A forensic scientist is given a white substance that is thought to be cocaine. The substance is found to have a percent composition: 49.48% H, 5.19% H, 28.85% N, and 16.48% O. What is the empirical formula for this substance? Is it cocaine?
To determine the empirical formula of the substance, we need to find the ratio of the different elements present in it. The percent composition given tells us the mass percent of each element.
To start, we can assume we have 100 grams of the substance to make calculations easier. This means we have:
- Hydrogen (H): 49.48 grams
- Carbon (C): 5.19 grams
- Nitrogen (N): 28.85 grams
- Oxygen (O): 16.48 grams
Next, we need to convert these masses to moles. To do this, we divide the mass of each element by its molar mass (g/mol).
The molar masses of the elements are approximately:
- Hydrogen (H): 1 g/mol
- Carbon (C): 12 g/mol
- Nitrogen (N): 14 g/mol
- Oxygen (O): 16 g/mol
Converting the masses to moles, we get:
- Hydrogen (H): 49.48 g / 1 g/mol = 49.48 mol
- Carbon (C): 5.19 g / 12 g/mol ≈ 0.433 mol
- Nitrogen (N): 28.85 g / 14 g/mol ≈ 2.061 mol
- Oxygen (O): 16.48 g / 16 g/mol ≈ 1.030 mol
Now, we need to find the simplest whole-number ratio of these moles to determine the empirical formula. To do this, we divide each mole value by the smallest mole value (which is approximately 0.433 mol in this case).
Dividing the moles by 0.433 mol, we get:
- Hydrogen (H): 49.48 mol / 0.433 mol ≈ 114
- Carbon (C): 0.433 mol / 0.433 mol = 1
- Nitrogen (N): 2.061 mol / 0.433 mol ≈ 5
- Oxygen (O): 1.030 mol / 0.433 mol ≈ 2.38
Since we are dealing with whole numbers for the empirical formula, we need to round the results to the nearest whole number.
Rounding off, we have:
- Hydrogen (H): 114
- Carbon (C): 1
- Nitrogen (N): 5
- Oxygen (O): 2
Therefore, the empirical formula for the substance is C1H114N5O2.
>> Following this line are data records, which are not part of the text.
PR #689, opened 2019-08-27
INT-1696 [SDK] Support Stored Credit Card (vaulting)

vmparra:
## What?
[INT-1696](https://jira.bigcommerce.com/browse/INT-1696)

## Why?
...

## Testing / Proof
image


src/payment/strategies/adyenv2/adyenv2-payment-strategy.spec.ts
```diff
@@ -0,0 +1,784 @@
...
+
+            await strategy.initialize(options);
+            await strategy.execute(getOrderRequestBody());
+
+            expect(paymentActionCreator.submitPayment).toHaveBeenCalledTimes(2);
+            expect(paymentActionCreator.submitPayment).toHaveBeenLastCalledWith({
+                methodId: 'authorizenet',
+                paymentData: {
+                    nonce: JSON.stringify({
+                        threeDS2Token: 'token' ,
```
metalvegetarianoprogresivo: Remove this space before the comma.
```suggestion
                        threeDS2Token: 'token',
```

erikbc:
💚 Tested 
Test results described in the following file
https://docs.google.com/spreadsheets/d/16whNNEQBRwgACXfIyVhnaaykN3q_RXrGKXQubdl6Wpw/edit#gid=0

src/payment/strategies/adyenv2/adyenv2-payment-strategy.ts
```diff
@@ -0,0 +1,289 @@
...
+                            this._store.dispatch(this._paymentActionCreator.submitPayment(payment)))
+                        .catch(error => {
+                            if (!(error instanceof RequestError) || !some(error.body.errors, { code: 'three_d_secure_required' })) {
+                                return Promise.reject(error);
+                            }
+
+                            if (error.body.three_ds_result.result_code === ResultCode.ChallengeShopper) {
+                                return this._handle3DS2Challenge(error.body.three_ds_result, payment.methodId)
+                                    .then((payment: Payment) =>
+                                        this._store.dispatch(this._paymentActionCreator.submitPayment(payment)));
```
davidchin: The closing parenthesis of `then` should be on the next line 🍺

src/payment/strategies/adyenv2/adyenv2-payment-strategy.ts
```diff
@@ -0,0 +1,289 @@
...
+                            }
+
+                            return Promise.reject(error);
+                        });
+                }
+
+                if (error.body.three_ds_result.result_code === ResultCode.ChallengeShopper) {
+
```
davidchin: Redundant line break. 🍺

src/payment/strategies/adyenv2/adyenv2-payment-strategy.ts
```diff
@@ -0,0 +1,289 @@
...
+                });
+            });
+    }
+
+    finalize(): Promise<InternalCheckoutSelectors> {
+        return Promise.reject(new OrderFinalizationNotRequiredError());
+    }
+
+    deinitialize(): Promise<InternalCheckoutSelectors> {
+        if (this._adyenOldComponent) {
```
davidchin: Please see my previous comment about this. You only need to keep the `adyenComponent.unmount` part.

src/payment/strategies/adyenv2/adyenv2-payment-strategy.ts
```diff
@@ -0,0 +1,289 @@
...
+
+        if (!threeDS2ChallengeWidgetSize) {
+            return '01';
+        }
+
+        return threeDS2ChallengeWidgetSize;
+    }
+
+    private _handle3DS2Challenge(resultObject: ThreeDS2Result, paymentMethodId: string): Promise<Payment> {
+
```
davidchin: Redundant linebreak 🍺

src/payment/strategies/adyenv2/adyenv2-payment-strategy.ts
```diff
@@ -0,0 +1,289 @@
...
+                            },
+                        };
+
+                        resolve(paymentPayload);
+                    },
+                    onError: (error: AdyenError) => reject(error),
+                    size: this._getThreeDS2ChallengeWidgetSize(),
+                });
+
+            threeDS2Component.mount(`#${this._getAdyenV2PaymentInitializeOptions().containerId}-3ds`);
```
davidchin: I think it's fine to provide a default value of the container. But you should also allow the client app to pass in a container ID for the 3DS component. The reason for this is because the client app wouldn't know they need to have a container with the `-3ds` suffix. If you make this an option, it'd be documented and the client app would know they need to have such container in the DOM in advance.

src/payment/strategies/adyenv2/adyenv2-payment-strategy.ts
```diff
@@ -0,0 +1,289 @@
...
+                    onComplete: (challengeData: ThreeDS2OnComplete) => {
+                        const challengePaymentPayload = {
+                            ...challengeData.data,
+                            paymentData: resultObject.payment_data,
+                        };
+
+                        const paymentPayload = {
+                            methodId: paymentMethodId,
+                            paymentData: {
+                                nonce: JSON.stringify(challengePaymentPayload, null, 2),
```
davidchin: If you don't need to add additional whitespace to the JSON output, I prefer you leaving out the 2nd and 3rd argument.

src/payment/strategies/adyenv2/adyenv2-payment-strategy.ts
```diff
@@ -0,0 +1,289 @@
...
+                    onComplete: (fingerprintData: ThreeDS2OnComplete) => {
+                        const fingerprintPaymentPayload = {
+                            ...fingerprintData.data,
+                            paymentData: resultObject.payment_data,
+                        };
+
+                        const paymentPayload = {
+                            methodId: paymentMethodId,
+                            paymentData: {
+                                nonce: JSON.stringify(fingerprintPaymentPayload, null, 2),
```
davidchin: If you don't need to add additional whitespace to the JSON output, I prefer you leaving out the 2nd and 3rd argument.

src/payment/strategies/adyenv2/adyenv2-initialize-options.ts
```diff
@@ -0,0 +1,25 @@
...
+export default interface AdyenV2PaymentInitializeOptions {
+    /**
+     * The location to insert the Adyen component.
+     */
+    containerId: string;
+
+    /**
+     * Optional. Overwriting the default options
+     */
+    options?: CardComponentOptions;
```
davidchin: I think you'll need to be a little bit more explicit here to prevent problems in the future. As far as I know, there are two types of components you could potentially create via this strategy - the credit card component and the 3DS widget. This field is for the card component. And the field below (`threeDS2ChallengeWidgetSize`) is for the 3DS widget. For future-proofing, I suggest you to be explicit about the two options - have a `cardOptions` and `threeDS2Options`.

src/payment/strategies/adyenv2/adyenv2-payment-strategy.ts
```diff
@@ -0,0 +1,289 @@
...
+            paymentMethodsResponse: paymentMethod.initializationData.paymentMethodsResponse,
+        };
+
+        return this._adyenV2ScriptLoader.load(configuration)
+            .then(adyenCheckout => {
+                this._adyenCheckout = adyenCheckout;
+
+                const adyenComponent = this._adyenCheckout.create(paymentMethod.method, {
+                        ...adyenv2.options,
+                        onChange: (state: AdyenCardState) => {
```
davidchin: If you allow the client app to be able to override every option Adyen JS allows, what you have won't work properly as it will override the `onChange` option that's passed in. What you need to do is to call `options.onChange` (if it exists) here so it doesn't get completely overridden. Otherwise, if you don't want the client app to be able to specify an `onChange` callback, you'll need to omit it from the public interface.

src/payment/strategies/adyenv2/adyenv2-payment-strategy.ts
```diff
@@ -0,0 +1,289 @@
...
+        }
+
+        return threeDS2ChallengeWidgetSize;
+    }
+
+    private _handle3DS2Challenge(resultObject: ThreeDS2Result, paymentMethodId: string): Promise<Payment> {
+
+        return new Promise((resolve, reject) => {
+            if (!this._adyenCheckout) {
+                throw new MissingDataError(MissingDataErrorType.MissingPaymentMethod);
```
davidchin: This might not be the most suitable error to throw. If you look at the error message, it says "Unable to proceed because payment method data is unavailable or not properly configured." This is not entirely true. I think a more suitable error to throw is `NotInitializedError` because one of the main reasons why `_adyenCheckout` is undefined is because the Adyen JS client is not initialized.

src/payment/strategies/adyenv2/adyenv2-payment-strategy.ts
```diff
@@ -0,0 +1,289 @@
...
+
+            threeDS2Component.mount(`#${this._getAdyenV2PaymentInitializeOptions().containerId}-3ds`);
+        });
+    }
+
+    private _handle3DS2Fingerprint(resultObject: ThreeDS2Result, paymentMethodId: string): Promise<Payment> {
+
+        return new Promise((resolve, reject) => {
+            if (!this._adyenCheckout) {
+                throw new MissingDataError(MissingDataErrorType.MissingPaymentMethod);
```
davidchin: This might not be the most suitable error to throw. If you look at the error message, it says "Unable to proceed because payment method data is unavailable or not properly configured." This is not entirely true. I think a more suitable error to throw is `NotInitializedError` because one of the main reasons why `_adyenCheckout` is undefined is because the Adyen JS client is not initialized.

src/payment/strategies/adyenv2/adyenv2-script-loader.ts
```diff
@@ -0,0 +1,60 @@
...
+    constructor(
+        private _scriptLoader: ScriptLoader,
+        private _window: AdyenHostWindow = window
+    ) {}
+
+    load(configuration: AdyenConfiguration): Promise<AdyenCheckout> {
+        return this._loadStylesheet(
+            `https://checkoutshopper-${configuration.environment}.adyen.com/checkoutshopper/sdk/3.0.0/adyen.css`
+        ).then(() => {
+            return this._scriptLoader
```
davidchin: I believe you should be able to load both assets in parallel instead of in series. This would speed up the initialisation time. i.e.:

```ts
return Promise.all([
    this._loadStylesheet(`https://checkoutshopper-${configuration.environment}.adyen.com/checkoutshopper/sdk/3.0.0/adyen.css`),
    this._scriptLoader(`https://checkoutshopper-${configuration.environment}.adyen.com/checkoutshopper/sdk/3.0.0/adyen.js`),
])
    .then(() => {
        if (!this._window.AdyenCheckout) {
        }

        return new this._window.AdyenCheckout(configuration);
    })
    .catch(() => {
    });
```

src/payment/strategies/adyenv2/adyenv2-payment-strategy.ts
```diff
@@ -0,0 +1,289 @@
...
+                const adyenComponent = this._adyenCheckout.create(paymentMethod.method, {
+                        ...adyenv2.options,
+                        onChange: (state: AdyenCardState) => {
+                            this._updateStateContainer(state);
+                        },
+                    });
+
+                adyenComponent.mount(`#${adyenv2.containerId}`);
+                if (this._adyenComponent) {
+                    this._adyenOldComponent = this._adyenComponent;
```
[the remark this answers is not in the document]
clopezh: Ok, the reason that drove us to do this is because Adyen supports multiple APMs i.e. `scheme` & `bcmc`, and whem we switch from scheme to bcmc, initialize method (for bcmc) is called before deinitialize (for scheme) and that induce to unmount the existing component in the right moment (bcmc in this case which is already mounted) and the payment section keep as blank. Do you know how to keep this process async to support switch providers those use the same component and call first deinitialize (to unmount the first component) and after that initialize (to mount the last component) ??

src/payment/strategies/adyenv2/adyenv2-payment-strategy.ts
```diff
@@ -0,0 +1,289 @@
...
+                this._adyenComponent = adyenComponent;
+
+                return Promise.resolve(this._store.getState());
+            });
+    }
+
+    execute(payload: OrderRequestBody, options?: PaymentRequestOptions): Promise<InternalCheckoutSelectors> {
+        const { payment, ...order } = payload;
+        const paymentData = payment && payment.paymentData;
+        const shouldSaveInstrument = Boolean(paymentData && (paymentData as HostedInstrument).shouldSaveInstrument);
```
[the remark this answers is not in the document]
clopezh: You're correct I forgot that we made a change in UCO to don't need this anymore

src/payment/strategies/adyenv2/adyenv2-payment-strategy.ts
clopezh: I already post my reason to keep old components

src/payment/strategies/adyenv2/adyenv2-payment-strategy.ts
clopezh: Yes actually this is by Adyen requirement, to mount a new component in the same page (now is handled by a modal (I already have this in this branch => https://github.com/clopezh/checkout-sdk-js/tree/INT-1901) so in this case which is the process to document it ?

clopezh: Do we just need to add a comment in this line?

src/payment/strategies/adyenv2/adyenv2-payment-strategy.ts
clopezh: I'll omit onChange callback, since the only behavior of this is to get the data from adyen component so it is not needed to override

clopezh:
@davidchin  I almost addressed most of the comments and in other I kept an answer, Could you please take a look? ♻️

src/payment/strategies/adyenv2/adyenv2-payment-strategy.ts
davidchin: What I meant is to have both `containerId` (which refers to the default credit card component) and `threeDS2ContainerId`. And if `threeDS2ContainerId` is not provided, you can fallback to `${containerId}-3ds`.

davidchin:
Thanks @clopezh for the update, I've replied to your comments :)

src/payment/strategies/adyenv2/adyenv2-payment-strategy.ts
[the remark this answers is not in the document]
clopezh: scheme & bcmc is using different containers, but the same instace as I already see in the method you linked, let me try doing that change and see if the flow works

src/payment/strategies/adyenv2/adyenv2-payment-strategy.ts
clopezh: Correct I'll added

src/payment/strategies/adyenv2/adyenv2-payment-strategy.ts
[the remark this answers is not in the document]
clopezh: I finally did a success test with this line: 
`[paymentMethod.gateway, paymentMethod.id].filter(Boolean).join('-')`

clopezh:
@davidchin I already did all of your requests, could you please take a look and if possible approve it? ♻️

vmparra:
@davidchin Latest round of comments addresses, PR rebased and squashed.

icatalina:
hi @vmparra! 

can we please fill in the PR description? (I know it was merged already)

PR #692, opened 2019-08-29
CHECKOUT-4367: Stop throwing generic `StandardError` type

davidchin:
## What?
Stop throwing generic `StandardError` type.

## Why?
* It's supposed to be a base class, intended for other custom error types to inherit from. But it has been used directly. It is not preferred because it's quite generic which doesn't give you more information than a regular `Error` type. This change makes it `abstract` so it's not possible to construct it directly.
* In order to do so, I've replaced all the usage of `StandardError` with more specific error types.

## Testing / Proof
Unit

### DIFF
--- a/src/common/error/errors/standard-error.ts
+++ b/src/common/error/errors/standard-error.ts
@@ -3,6 +3,7 @@ import { setPrototypeOf } from '../../utility';
 import CustomError from './custom-error';
 
 export default class StandardError extends Error implements CustomError {
+    name = 'StandardError';
     type = 'standard';
 
     constructor(message?: string) {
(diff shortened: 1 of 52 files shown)


src/common/error/errors/standard-error.ts
```diff
@@ -2,7 +2,12 @@ import { setPrototypeOf } from '../../utility';
 
 import CustomError from './custom-error';
 
-export default class StandardError extends Error implements CustomError {
+/**
+ * This error type should not be constructed directly. It is a base class for
+ * all custom errors thrown in this library.
+ */
+export default abstract class StandardError extends Error implements CustomError {
```
icatalina: Nice 👍

PR #694, opened 2019-09-03
INT-1743 [Feedback - Post-Launch] PaymentMethodNotAllowed – The constraint on ORO are not handled

rlopz:
[INT-1743](https://jira.bigcommerce.com/browse/INT-1743)
## What?
We are handling the PaymentMethodNotAllowed error

## Why?
we want to be able to handle this error inside bigcommerce page

## Testing / Proof
PaymentMethodNotAllowed

## Siblings PRs
[INT-1743 BCAPP](https://github.com/bigcommerce/bigcommerce/pull/31545)

### DIFF
--- a/src/payment/strategies/amazon-pay/amazon-pay-payment-strategy.spec.ts
+++ b/src/payment/strategies/amazon-pay/amazon-pay-payment-strategy.spec.ts
@@ -38,6 +38,7 @@ import {
 } from '../../../remote-checkout';
 import { getRemoteCheckoutState, getRemoteCheckoutStateData } from '../../../remote-checkout/remote-checkout.mock';
 import { getConsignmentsState } from '../../../shipping/consignments.mock';
+import PaymentMethodNotAllowedError from '../../errors/payment-method-not-allowed-error';
 import PaymentMethod from '../../payment-method';
 import { getAmazonPay, getPaymentMethodsState } from '../../payment-methods.mock';
 import { PaymentInitializeOptions } from '../../payment-request-options';
@@ -76,6 +77,7 @@ describe('AmazonPayPaymentStrategy', () => {
             walletSpy(options);
 
             options.onReady(orderReference);
+            options.onPaymentSelect(orderReference);
         }
 
         bind(id: string) {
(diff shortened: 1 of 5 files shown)


src/payment/strategies/amazon-pay/amazon-pay-payment-strategy.spec.ts
```diff
@@ -468,7 +470,26 @@ describe('AmazonPayPaymentStrategy', () => {
         }
     });
 
-    describe('When 3ds is enabled', () => {
+    describe( '#initialize', () => {
```
clopezh:
```suggestion
    describe('#initialize', () => {
```
🍹

src/payment/strategies/amazon-pay/amazon-pay-payment-strategy.spec.ts
```diff
@@ -468,7 +470,26 @@ describe('AmazonPayPaymentStrategy', () => {
...
+                    address: {},
+                    paymentMethodNotAllowed: true,
+                },
+            };
+
+            jest.spyOn(store, 'getState');
+            jest.spyOn(store.getState().remoteCheckout, 'getCheckout')
+                .mockReturnValue(remoteCheckout);
+
+            expect(strategy.initialize({ methodId: paymentMethod.id, amazon: { container: 'wallet' } }))
```
clopezh: As this expect is returning a Promise, please return the last expect in test: 
```suggestion
            return expect(strategy.initialize({ methodId: paymentMethod.id, amazon: { container: 'wallet' } }))
```

src/payment/strategies/amazon-pay/amazon-pay-payment-strategy.spec.ts
```diff
@@ -468,7 +470,26 @@ describe('AmazonPayPaymentStrategy', () => {
...
+                .resolves.toThrow(PaymentMethodNotAllowedError);
+        });
+    });
+
+    describe('#execute When 3ds is enabled', () => {
```
clopezh: Your description of a `describe` needs to be each public method, in this case `execute`, `when 3ds is enabled` is a more detailed tests, so I suggest to remove from here and add it in each test that applies 🍹

src/payment/strategies/amazon-pay/amazon-pay-payment-strategy.spec.ts
rlopz: If add the return the assert fails

rlopz:
@clopezh I have addressed your comments, could you please take another look ♻️

JoseBobadilla20:
💚 Tested 
QA Details: I checked the correct functionality of the credit cards

src/payment/strategies/amazon-pay/amazon-pay-payment-strategy.spec.ts
davidchin: You'll need to put a `return`. But instead of using `resolves.toThrow`, you'll need to use `rejects.toThrow`: https://jestjs.io/docs/en/expect#rejects

rodna-bc:
This PR will be closed if the last changes in BCAPP pr are approved. Because with the refactor in BCapp this PR is not necessary anymore.

PR #695, opened 2019-09-04
CHECKOUT-4388: Mark index file of Embedded Checkout as file with side effect

davidchin:
## What?
Mark the index file of Embedded Checkout as a file with side effects.

## Why?
* Otherwise, `iframeResizer.contentWindow`, which is used in the index file, gets stripped out.
* It appears the file has been stripped out since the beginning. But the problem doesn't affect anything because the file is also exported in the index file of `iframeResizer` package. When the package gets imported, it also imports `iframeResizer.contentWindow`, which performs some side effect calls (i.e.: setting up event listeners). But since the change introduced by #679, we no longer require `iframeResizer` inside the iframe, which means `iframeResizer.contentWindow` from `iframeResizer` also doesn't get required and executed.
* The workaround for this problem is simply to require `iframeResizer.contentWindow` in `createEmbeddedCheckoutMessenger`, which is always called inside the iframe. That way, Webpack won't strip out the package because it will not consider it unused; and we will only set up the event listeners (the side effects of `iframeResizer.contentWindow`) when Embedded Checkout is active.

## Testing / Proof
Manual
Screen Shot 2019-09-04 at 4 18 40 pm

### DIFF
--- a/src/embedded-checkout/iframe-content/create-embedded-checkout-messenger.ts
+++ b/src/embedded-checkout/iframe-content/create-embedded-checkout-messenger.ts
@@ -1,3 +1,4 @@
+import { setupContentWindowForIframeResizer } from '../../common/iframe';
 import { EmbeddedCheckoutEvent, EmbeddedCheckoutEventType } from '../embedded-checkout-events';
 import IframeEventListener from '../iframe-event-listener';
 import IframeEventPoster from '../iframe-event-poster';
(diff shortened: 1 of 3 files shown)


src/embedded-checkout/iframe-content/create-embedded-checkout-messenger.ts
```diff
@@ -35,6 +35,8 @@ import NoopEmbeddedCheckoutMessenger from './noop-embedded-checkout-messenger';
  * @returns - An instance of `EmbeddedCheckoutMessenger`
  */
 export default function createEmbeddedCheckoutMessenger(options: EmbeddedCheckoutMessengerOptions): EmbeddedCheckoutMessenger {
+    require('iframe-resizer/js/iframeResizer.contentWindow');
```
icatalina: Might be good adding a comment in here.

PR #703, opened 2019-09-13
fix(shopper): CHECKOUT-4415 Add Customer Group to Customer object in payments payload

Tharaae:
## What?
Fixing ticket CHECKOUT-4415: After CHECKOUT-4405 (API and checkoutSDK to support Customer Group) has been merged, Checkout SDK needs to be updated to retrieve the customer group as part of the customer information by requesting `customer.customerGroup`

e.g. https://my-dev-store-574230549.store.bcdev/api/storefront/checkout/08efed69-92fd-41c5-ba58-60a9aa0313e7?include=customer.customerGroup

## Why?
Mainly to fix the issue PAYMENTS-4691: CyberSource Field 90 (Customer Group) Does Not Get Passed on UCO

## Testing / Proof
Unit Testing
Screenshots

Screen Shot 2019-09-13 at 5 43 47 pm

Screen Shot 2019-09-13 at 5 47 24 pm

ping @bigcommerce-labs/payments
ping @bigcommerce/checkout 
ping @bigcommerce/payments

### DIFF
--- a/src/customer/map-to-internal-customer.ts
+++ b/src/customer/map-to-internal-customer.ts
@@ -22,5 +22,6 @@ export default function mapToInternalCustomer(customer: Customer, billingAddress
         firstName,
         lastName,
         name: customer.fullName || [firstName, lastName].join(' '),
+        customerGroupName: customer.customerGroup.name,
     };
 }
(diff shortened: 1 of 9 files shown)


src/customer/map-to-internal-customer.ts
```diff
@@ -22,5 +22,7 @@ export default function mapToInternalCustomer(customer: Customer, billingAddress
         firstName,
         lastName,
         name: customer.fullName || [firstName, lastName].join(' '),
+        customerGroupId: customer.customerGroup.id,
```
icatalina: Could you check if we need customer group id?

PR #705, opened 2019-09-16
CHECKOUT-4403 Upgrade to latest Typescript

capsula4:
## What?
Upgrade to latest TS

## Why?
We are one major version behind. This way we can use latest features

## Testing / Proof
linter

### DIFF
--- a/src/address/map-to-internal-address.ts
+++ b/src/address/map-to-internal-address.ts
@@ -10,7 +10,10 @@ import InternalAddress from './internal-address';
  * the transition period as we are moving to adopt the new storefront API object
  * schema.
  */
-export default function mapToInternalAddress(address: Address | BillingAddress, consignments?: Consignment[]): InternalAddress {
+export default function mapToInternalAddress(
+    address: Address | BillingAddress,
+    consignments?: Consignment[]
+): InternalAddress<any> {
     let addressId;
 
     if (isBillingAddressLike(address)) {
--- a/src/embedded-checkout/iframe-content/iframe-embedded-checkout-messenger.ts
+++ b/src/embedded-checkout/iframe-content/iframe-embedded-checkout-messenger.ts
@@ -113,7 +113,7 @@ export default class IframeEmbeddedCheckoutMessenger implements EmbeddedCheckout
                 const handler = this._messageHandlers[key as keyof EmbeddedCheckoutEventMap];
 
                 if (handler) {
-                    handler.call(null, message);
+                    (handler as (event: EmbeddedCheckoutEvent) => void).call(null, message);
                 }
             });
     }
--- a/src/embedded-checkout/iframe-event-listener.ts
+++ b/src/embedded-checkout/iframe-event-listener.ts
@@ -73,7 +73,9 @@ export default class IframeEventListener<TEventMap extends IframeEventMap<keyof 
 
     @bind
     private _handleMessage(event: MessageEvent): void {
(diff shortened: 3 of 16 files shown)


src/embedded-checkout/iframe-content/iframe-embedded-checkout-messenger.ts
```diff
@@ -113,7 +113,7 @@ export default class IframeEmbeddedCheckoutMessenger implements EmbeddedCheckout
                 const handler = this._messageHandlers[key as keyof EmbeddedCheckoutEventMap];
 
                 if (handler) {
-                    handler.call(null, message);
+                    (handler as any).call(null, message);
```
capsula4: I tried to avoid using any in all these cases but the solution didn't seem straight forward. Looked like a types refactor would be required to avoid `any`.

davidchin: Hrmm yeah I'm not sure what's going on. Anyway, it might slightly better if you write `as (event: EmbeddedCheckoutEvent) => void` instead.

src/embedded-checkout/iframe-event-listener.ts
```diff
@@ -44,7 +44,7 @@ export default class IframeEventListener<TEventMap extends IframeEventMap<keyof
             this._listeners[type] = listeners = [];
         }
 
-        listeners.push(listener);
+        listeners.push(listener as any);
```
davidchin: I think you can avoid this by re-defining the `EventListeners` type, i.e.:

```ts
type EventListeners<TEventMap> = {
    [key in keyof TEventMap]?: Array<(event: TEventMap[key]) => void>;
};
```

src/embedded-checkout/iframe-event-listener.ts
```diff
@@ -77,7 +77,7 @@ export default class IframeEventListener<TEventMap extends IframeEventMap<keyof
             return;
         }
 
-        this.trigger(event.data);
+        this.trigger(event.data as any);
```
davidchin: I think you're getting an error because the `data` property of `MessageEvent` is untyped. You can get around this by specifying a type for it in the line above, i.e.:

```ts
isIframeEvent(event.data as TEventMap[keyof TEventMap], event.data.type as keyof TEventMap)
```

But in order to do this, you'll also need to fix the type in `isIframeEvent` and `IframeEvent`, i.e.:

```ts
function isIframeEvent<TEvent extends IframeEvent<TType>, TType extends string | number | symbol> {
    // ...
}
```

And
```ts
interface IframeEvent<TType extends string | number | symbol = string, TPayload = any> {
    // ...
}
```

src/address/map-to-internal-address.ts
```diff
@@ -10,7 +10,7 @@ import InternalAddress from './internal-address';
  * the transition period as we are moving to adopt the new storefront API object
  * schema.
  */
-export default function mapToInternalAddress(address: Address | BillingAddress, consignments?: Consignment[]): InternalAddress {
+export default function mapToInternalAddress(address: Address | BillingAddress, consignments?: Consignment[]): InternalAddress<any> {
```
davidchin: Maybe it's better to say `InternalAddress<string | number>`?

capsula4: If I change it to `string | number` it causes like 50 errors, might be good to keep it as `any` ?

I tried setting `<T extends string | number>`  but linter was still complaining

PR #708, opened 2019-09-17
CHECKOUT-4428: Build and publish release from CircleCI

davidchin:
## What?
Build and publish new releases from CircleCI.

## Why?
So we don't have to create releases locally.

## Testing / Proof
CircleCI

### DIFF
--- a/.circleci/config.yml
+++ b/.circleci/config.yml
@@ -1,44 +1,138 @@
+aliases:
+  - &node_executor
+      executor:
+        name: node/node
+        node-version: "10"
+
+  - &release_filter
+      branches:
+        only:
+          - master
+
+  - &pull_request_filter
+      branches:
+        ignore:
+          - master
+
 version: 2.1
 
 orbs:
   ci: bigcommerce/internal@volatile
   node: bigcommerce/internal-node@volatile
+  checkout-sdk-js:
+    commands:
+      install_dependencies:
+        steps:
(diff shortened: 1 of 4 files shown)


.circleci/config.yml
```diff
@@ -1,44 +1,138 @@
...
 orbs:
   ci: bigcommerce/internal@volatile
   node: bigcommerce/internal-node@volatile
+  checkout-sdk-js:
+    commands:
+      install_dependencies:
+        steps:
+          - restore_cache:
+              keys:
+                - checkout-sdk-js
```
capsula4: for the cache key, might it be better to use a dynamic key, like 
`checkout-sdk-js-{{ checksum "package-lock.json" }}`

davidchin: I think we only need a dynamic key if we want to cache the local `node_modules` folder and use `npm install` command to install our dependencies. The dynamic key can ensure that when we change the `package-lock.json` file, we could rebuild the `node_modules` folder to avoid any inconsistency due to the updates in the dependency tree.

But if we use `npm ci` and cache the `~/.npm` folder, we don't need the dynamic cache key because the command always rebuilds the `node_modules` folder. And it can grab the cached dependencies from `~/.npm` folder when it rebuilds the `node_modules` folder. If we use a dynamic key, we won't be able to use the cache when `package-lock.json` changes.

PR #709, opened 2019-09-18
CHECKOUT-4415: Check if `customerGroup` is defined before accessing it

davidchin:
## What?
Check if `customerGroup` is defined before accessing it.

## Why?
It can be undefined (i.e.: a guest shopper always doesn't belong to a group; also a returning shopper may not belong to a group).

## Testing / Proof
Manual


icatalina:
Thanks 🙇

To determine if this substance is cocaine, we need to compare its empirical formula to the actual empirical formula of cocaine.
The empirical formula of cocaine is C17H21NO4, which is quite different from C1H114N5O2. Hence, based on the given information, we can conclude that the substance is not cocaine.